Congrats on a fine buck!


----------



## dosse

I came in October and hunted a week for my annual Kansas public land trip. Was able to take my doe but never had an encounter with a good buck. Made the return trip by myself to go for it one more time. Arrived Saturday evening and was able to fill my buck tag on a very unique mature buck this morning at 935! Couldn't be happier! Always enjoy my chance to hunt your state. Apparently a doe had my thicket loaded with bucks and he was the biggest I saw. He came through at 920 on a fast walk about 120 yards through the thicket. I grunted at him and he angled away disappearing from view. I immediately saw numerous deer stirring around where he disappeared and got aggressive on the grunt call. Immediately 3 smaller bucks started coming to me. I was focused on them and looking for the big buck when a stick broke to my right and he was trotting mouth open straight to me.
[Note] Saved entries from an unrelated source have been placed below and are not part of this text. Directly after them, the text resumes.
PR #318, opened 2024-02-18
Aadded max wait time option to the time_limiter node

alextkd2003:
## Description

There were no problems, but I think it would be useful when there are several instances of the same npc using this node, since we can get some random behavior.

## Addressed issues

N/A

## Screenshots

time limiter max wait time

### DIFF
--- a/addons/beehave/nodes/decorators/time_limiter.gd
+++ b/addons/beehave/nodes/decorators/time_limiter.gd
@@ -7,6 +7,8 @@ class_name TimeLimiterDecorator extends Decorator
 ## The timer resets the next time that a child is not `RUNNING`
 
 @export var wait_time: = 0.0
+@export var max_wait_time: = 0.0
+var current_wait_time: = 0.0
 
 @onready var cache_key = 'time_limiter_%s' % self.get_instance_id()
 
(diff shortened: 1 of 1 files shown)


bitbrain:
Can you elaborate further what the issue is you are trying to solve with this?

Also, what exactly is the difference between wait time and max wait time?

alextkd2003:
hi @bitbrain this is not an issue is a nice to have feature. I constantly use the time_limiter node. I modified mine just to have that feature.

Let's say one npc is in idle mode and I'm using the time_limiter to set it to stay idle for 5 seconds and then go for a walk. If all my copies have the same value then they will all walk at the same time. If I change the values for copies, there will always be a pattern. But if the time is random, then I will have less predictable behavior since the states will be changing. In this way and all the copies of the npc will be doing different things.

I will add the same feature to all nodes with a timer to be honest, this is fantastic!! imo. I used in the pass Behavior Designer for Unity and I found that feature really cool, again imo.


Tree Ex.
image

alextkd2003:
About the differences about **wait_time** and **max_wait_time**. If max_wait_time is specified wait_time is the min_wait_time, if not specified and remains at 0 it works as it has always been working.

It may not be the best way to call the variables, but I wanted to change very little. I'll let you evaluate if these is a good idea, if not, nothing happens, in the same way all the scripts can be edited so the user can make this change if need it.

Thank you for all the effort you have put into this addon, of all the BTs I have tried there is no doubt that this is the best.

bitbrain:
After much consideration, this is likely not going into Beehave V2, given its very specific and custom use case. However, I still think this is an interesting feature so [feel free to raise a discussion here](https://github.com/bitbrain/beehave/discussions/categories/ideas).

PR #28, opened 2016-11-25
Feature/open previous exam without accommodations

millerts:
This is the first iteration of opening a previous exam.  It simply creates the new exam but there will be a follow up pull request containing the accommodation section of work.


client/src/main/java/tds/exam/ExamStatusStage.java
```diff
@@ -0,0 +1,35 @@
+package tds.exam;
+
+/**
+ * Exam status also has an associated stage.
+ */
+public enum ExamStatusStage {
+    inuse("inuse"),
```
burzum619: Can we use ALL_CAPS convention for enums representing constant values?

client/src/main/java/tds/exam/ExamStatusStage.java
```diff
@@ -0,0 +1,35 @@
+package tds.exam;
+
+/**
+ * Exam status also has an associated stage.
+ */
+public enum ExamStatusStage {
+    INUSE("INUSE"),
```
millerts: @burzum619 Changed to all caps as requested

PR #29, opened 2016-11-28
[Initialize Segments] ComputeSegmentPool + ItemPool Services

burzum619:
This pull request covers code related to the "ComputeSegmentPool" portion of startExam/initializeExamSegments. The general purpose of this code is to select which items will be available for use in the exam (based on exam accommodations and configuration-based constraints on segments), as well as the calculation of the segment length (the number of items that need to be selected for the segment from the pool). This portion of the code deals exclusively with adaptive algorithm based segments/assessments.

- ItemPoolService.getItemPool() is the equivalent of the code located in StudentDLL._AA_ItempoolString_FN() [line 2552]
- SegmentPoolService.computeSegmentPool() represents the logic in StudentDll._ComputeSegmentPool_SP() [line 2842]

- In getItemPool(), the enormous multi-join query has been replaced by in-memory lambda expressions used for filtering eligible items. All relevant data (item constraints, properties, item metadata, etc) aside from the ExamAccommodations are now included as part of the Assessment object.
- computeSegmentPool() does not include "sessionKey" as a parameter, and ignores a portion of code that is only access when sessionKey is not null. This is because the sessionKey is only used in the segment calculation when in simulation mode. 
- This PR does **not** include code related to simulation mode. The simulation implementation will be completed at a later date.


service/src/main/java/tds/exam/services/impl/ItemPoolServiceImpl.java
```diff
@@ -0,0 +1,92 @@
...
+public class ItemPoolServiceImpl implements ItemPoolService {
+    private ExamAccommodationService examAccommodationService;
+
+    @Autowired
+    public ItemPoolServiceImpl(ExamAccommodationService examAccommodationService) {
+        this.examAccommodationService = examAccommodationService;
+    }
+
+    @Override
+    public Set<Item> getItemPool(final UUID examId, final List<ItemConstraint> itemConstraints, final List<Item> items) {
```
burzum619: Did my best to write this method to capture the join logic in _AA_ItempoolString_FNOptimized [StudentDLL 2631], but I imagine there has to be a way to optimize this method and perhaps remove some of the intermediary steps. Certainly open to suggestions here (and of course everywhere else).

service/src/main/java/tds/exam/models/SegmentPoolInfo.java
```diff
@@ -0,0 +1,66 @@
...
+
+/**
+ * A class that contains information about a computed segment pool.
+ */
+public class SegmentPoolInfo {
+    private int length;
+    private int poolCount;
+    private Set<String> itemPoolIds;
+
+    public SegmentPoolInfo(Builder builder) {
```
millerts: I don't think a builder is needed for this class.  I think our standard argument count for a builder is 5+.  If you decide to keep the builder the constructor should be private.

service/src/main/java/tds/exam/repositories/ExamAccommodationQueryRepository.java
```diff
@@ -18,4 +18,12 @@
...
      */
     List<ExamAccommodation> findAccommodations(UUID examId, String segmentKey, String[] accommodationTypes);
+
+    /**
+     * Retrieves a list of {@link tds.exam.ExamAccommodation}s for the specified exam.
+     *
+     * @param examId    The id of the {@link tds.exam.Exam} that owns the {@link tds.exam.ExamAccommodation}s
+     * @return  A list of {@link tds.exam.ExamAccommodation}s that correspond to the specified examId
+     */
+    List<ExamAccommodation> findAllAccommodations(UUID examId);
```
millerts: Noting here for others that we've discussed that we both wrote this method.  I'll probably merge first and can help with the conflicts if necessary.

service/src/main/java/tds/exam/services/impl/ItemPoolServiceImpl.java
```diff
@@ -0,0 +1,92 @@
...
+import tds.assessment.Item;
+import tds.assessment.ItemConstraint;
+import tds.assessment.ItemProperty;
+import tds.exam.ExamAccommodation;
+import tds.exam.services.ExamAccommodationService;
+import tds.exam.services.ItemPoolService;
+
+@Service
+public class ItemPoolServiceImpl implements ItemPoolService {
+    private ExamAccommodationService examAccommodationService;
```
millerts: Can you make this final?

service/src/test/java/tds/exam/services/impl/AssessmentServiceImplTest.java
```diff
@@ -48,7 +48,7 @@ public void shouldFindSetOfAdminSubjectsByKey() {
         assessment.setKey("key");
         assessment.setAssessmentId("assessmentId");
         assessment.setSegments(segments);
-        assessment.setSelectionAlgorithm(Algorithm.FIXED_FORM.VIRTUAL);
+        assessment.setSelectionAlgorithm(Algorithm.VIRTUAL);
```
millerts: What was the thinking behind this change?  It doesn't alter the unit test results.  If `FIXED_FORM` isn't a valid algorithm we should remove the constant.

service/src/test/java/tds/exam/services/impl/SegmentPoolServiceImplTest.java
```diff
@@ -0,0 +1,195 @@
...
+
+import static org.assertj.core.api.Assertions.assertThat;
+import static org.mockito.Mockito.mock;
+import static org.mockito.Mockito.when;
+
+public class SegmentPoolServiceImplTest {
+    private SegmentPoolServiceImpl segmentPoolService;
+    private ItemPoolService mockItemPoolService;
+
+
```
millerts: Extra line break.

service/src/main/java/tds/exam/services/impl/ItemPoolServiceImpl.java
```diff
@@ -0,0 +1,92 @@
...
+
+    @Autowired
+    public ItemPoolServiceImpl(ExamAccommodationService examAccommodationService) {
+        this.examAccommodationService = examAccommodationService;
+    }
+
+    @Override
+    public Set<Item> getItemPool(final UUID examId, final List<ItemConstraint> itemConstraints, final List<Item> items) {
+        /*
+            This method is meant to replace StudentDLL._AA_ItempoolString_FNOptimized() [1643]
```
jtreuting: What is [1643], I'd assume line number but I see that as 2604

service/src/main/java/tds/exam/services/impl/ItemPoolServiceImpl.java
```diff
@@ -0,0 +1,92 @@
...
+        */
+        //TODO: remove intermediary steps/optimize
+        List<ExamAccommodation> allAccommodations = examAccommodationService.findAllAccommodations(examId);
+        // Gather the full list of item props
+        List<ItemProperty> allItemProperties = items.stream()
+                .flatMap(item -> item.getItemProperties().stream())
+                .collect(Collectors.toList());
+
+        // First, get all the constraints for our exam accommodations marked as "inclusive"
+        Set<ExamAccommodation> includedAccommodations = allAccommodations.stream()
```
millerts: I think we're iterating over the accommodations more than necessary.  It seems to me if you did it old school you could end up with:

```
Set<ExamAcc> includedAcc = new Set;
Set<ExamAcc> excludedAcc = new Set;

forEach(allAccommodations) {
   if (accommodation.isInclusive...) { add to included acc set}
   if (accommodation.isExclusive..) {add to excluded acc set}
}
```
Then you could do your other stuff.  Still working through that part.

service/src/test/java/tds/exam/services/impl/AssessmentServiceImplTest.java
burzum619: This change snuck in and should not have been included as part of the PR, to be honest. The change has no real impact in terms of the unit test results of functionality, I was just correcting a typo.

service/src/main/java/tds/exam/services/impl/ItemPoolServiceImpl.java
burzum619: Jeff, you're right, its 2604. I must have been looking at the de-compiled version of StudentDLL.class when I wrote that comment.

service/src/main/java/tds/exam/services/impl/SegmentPoolServiceImpl.java
```diff
@@ -0,0 +1,129 @@
...
+
+    @Override
+    public SegmentPoolInfo computeSegmentPool(final UUID examId, final Segment segment,
+                                              final List<ItemConstraint> itemConstraints) {
+        // Get the list of eligible items based on constraints and exam accommodations
+        Set<Item> itemPool = itemPoolService.getItemPool(examId, itemConstraints, segment.getItems());
+        /* getItemPool selects the items that are eligible for the segment pool we are constructing.
+           In legacy code, we can skip a lot of the temp-table initialization logic because of this */
+        Set<Strand> strands = segment.getStrands();
+        List<SegmentBluePrint> segmentBluePrints = new ArrayList<>();
```
millerts: Can this be a `Set`?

I shot him at 9 steps and he went about 100 yards with a great blood trail.


----------



## outdrsman11

^^^ sweet old bruiser !! Congrats !


----------



## ksgobbler

2 buddies both shot nice deer in the last 2 days. Mid day showing alot of movement.


----------



## JWilson90

What kind of post rut tips you guys got 


Sent from my iPhone using Tapatalk


----------



## Nelsonv

JWilson90 said:


> What kind of post rut tips you guys got
> 
> 
> Sent from my iPhone using Tapatalk


Once it's over hunt food sources. Bucks will need to replenish many lost calories. Late season is a great time to kill a bruiser. Especially if you can get some really cold weather 


"Live Life at Full Draw"


----------



## hunterhewi

Ill be hunting over my late season food plot come post season, that is if i dont kill one before that lol


----------



## ikeinks

hunterhewi said:


> Ill be hunting over my late season food plot come post season, that is if i dont kill one before that lol


Same here, I plated some radishes and was surprised at the stand with the lack of moisture in August and September. They haven't hit them hard yet but I'm hoping for a little snow late this week


Sent from my iPhone using Tapatalk


----------



## weshawk5

ikeinks said:


> Same here, I plated some radishes and was surprised at the stand with the lack of moisture in August and September. They haven't hit them hard yet but I'm hoping for a little snow late this week
> 
> 
> Sent from my iPhone using Tapatalk


I wish I had the resources to do this. I finely have a 5.5yo maybe even 6.5yo stud 8pt hanging out and of course on a property I didn't prepare because I never see deer there. I would guess he's been there all season I just wasn't aware. I don't see him sticking around after the bullets start flying and won't be able to make it out until rifle season.


----------



## buckbowhunter1

Dose is that the FHNWR?


----------



## hunterhewi

ikeinks said:


> Same here, I plated some radishes and was surprised at the stand with the lack of moisture in August and September. They haven't hit them hard yet but I'm hoping for a little snow late this week
> 
> 
> Sent from my iPhone using Tapatalk


I planted an acre of radishes, turnips, and rape. They are hittin the radishes harder than any of it. Planted august 21 it was so dry we rigged a sprinkler system to water it and they did awesome. They are knee highpic from last weekend


----------



## zap

Nice one, Dosse!


----------



## avluey

After seeing 6 bucks including a big 8 on Monday I didn't see a single deer yesterday. Hunted the same area from the other side with the SSE wind and absolutely nothing moving. Same winds today so I'm back at it again. Cameras showed bucks moving through this area nearly every day between 7-830 so hoping today works out. Good luck to everyone still chasing.


----------



## fishfurlife

Dang it! This weather coming in has me wondering if I should burn a weekend hunt card with the Mrs or not. My experience with trying to hunt in or around freezing rain hasn't shown great results. Something about it seeks to shut them down


----------



## AintNoGriz

Welp, I was hoping to get out Thanksgiving morning, but weather.com is showing rain......rain......rain.......rain.......boooooooooooooooooooooooooooooooooo


----------



## bdmatson

Well, I think I am resigned to believe I missed the rut on the farm this year. It looks like I should have been here two weeks ago. The action looked prime that week and part of last week with a lot of movement during the daytime. Now my cameras are showing does grouped up in 3's, 4's and 5's. I am getting some smaller bucks (small 8's, forkies, and spikes) on cam at night and right around daybreak and sunset. I am thinking the does all came to be bred around the same time and now the bigger bucks I had on cameras through the summer and early fall have now expanded their range to search out other does.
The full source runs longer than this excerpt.